# Dota 2 FPS Probleme



## circoloco696 (6. Dezember 2014)

Hallo !

Ich habe Probleme bei Dota 2 mit der Bildrate... Eigentlich dachte ich, das Spiel ist nicht so Hardwarehungrig und ich könnte 120 Fps locker halten (Monitor Asus ROG Swift, System siehe Signatur)  . 

Das Spiel läuft bei mir auf 2550x1440 mit Max Details.
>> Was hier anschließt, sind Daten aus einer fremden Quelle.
PR #1634, opened 2020-10-02
Introduce new JSON type to property

GDLMadushanka:
properties
Fixes wso2/product-ei/issues/5266

### DIFF
--- a/modules/core/src/main/java/org/apache/synapse/util/xpath/SynapseJsonPath.java
+++ b/modules/core/src/main/java/org/apache/synapse/util/xpath/SynapseJsonPath.java
@@ -45,10 +45,16 @@ import org.jaxen.JaxenException;
 
 import java.io.IOException;
 import java.io.InputStream;
+import java.util.regex.Matcher;
+import java.util.regex.Pattern;
 
 public class SynapseJsonPath extends SynapsePath {
 
     private static final Log log = LogFactory.getLog(SynapseJsonPath.class);
+
+    private static final String EXTRACT_PROP_REGEX = "^(\\$ctx|\\$trp|\\$axis2):([a-zA-Z0-9]+)";
+
+    private String propertyExpression;
 
     private String enableStreamingJsonPath = SynapsePropertiesLoader.loadSynapseProperties().
     getProperty(SynapseConstants.STREAMING_JSONPATH_PROCESSING);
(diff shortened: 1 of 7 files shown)


modules/core/src/main/java/org/apache/synapse/util/xpath/SynapseJsonPath.java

G-Sync ist an.

die 120 Fps bekomme ich auch(mehr FPS lässt das Spiel nicht zu) , aber wenn es in Teamfights geht dann Droppt die FPS Rate ab und zu unter 60 . 

Die Gtx970 langweilt sich dabei bei unter 40% Auslastung, mein Cpu geht ab und zu kurzzeitig auf 60% auslastung (gesamt). 

Somit dürfte da ja noch Luft nach oben sein ? Mir kommt es vor als ob mein Pc irgendwie auf Halbgas läuft wenn Leistung gebraucht wird.

Woran könnte das noch liegen ? Bin für jeden Tipp dankbar !


----------



## Sueff81 (6. Dezember 2014)

Meine erste Vermutung wäre, dass die CPU zu lahm wäre, da das Spiel nicht auf 6 Kerne skaliert (was sehr wenige Spiele tun). Da sagen die 60% Gesamtauslastung auch nicht viel. Musst die mal die einzelnen Kerne anschauen.


----------



## circoloco696 (6. Dezember 2014)

Ich habe mal nebenbei Die einzelnen Kerne geloggt... ab und zu gehen alle gleichmäßig hoch, ab und zu ein einzelner bis ca 80%, und ab und zu zwei gleichzeitig bis ca 70% .... da müsste ja noch ein bisschen luft sein oder ?


----------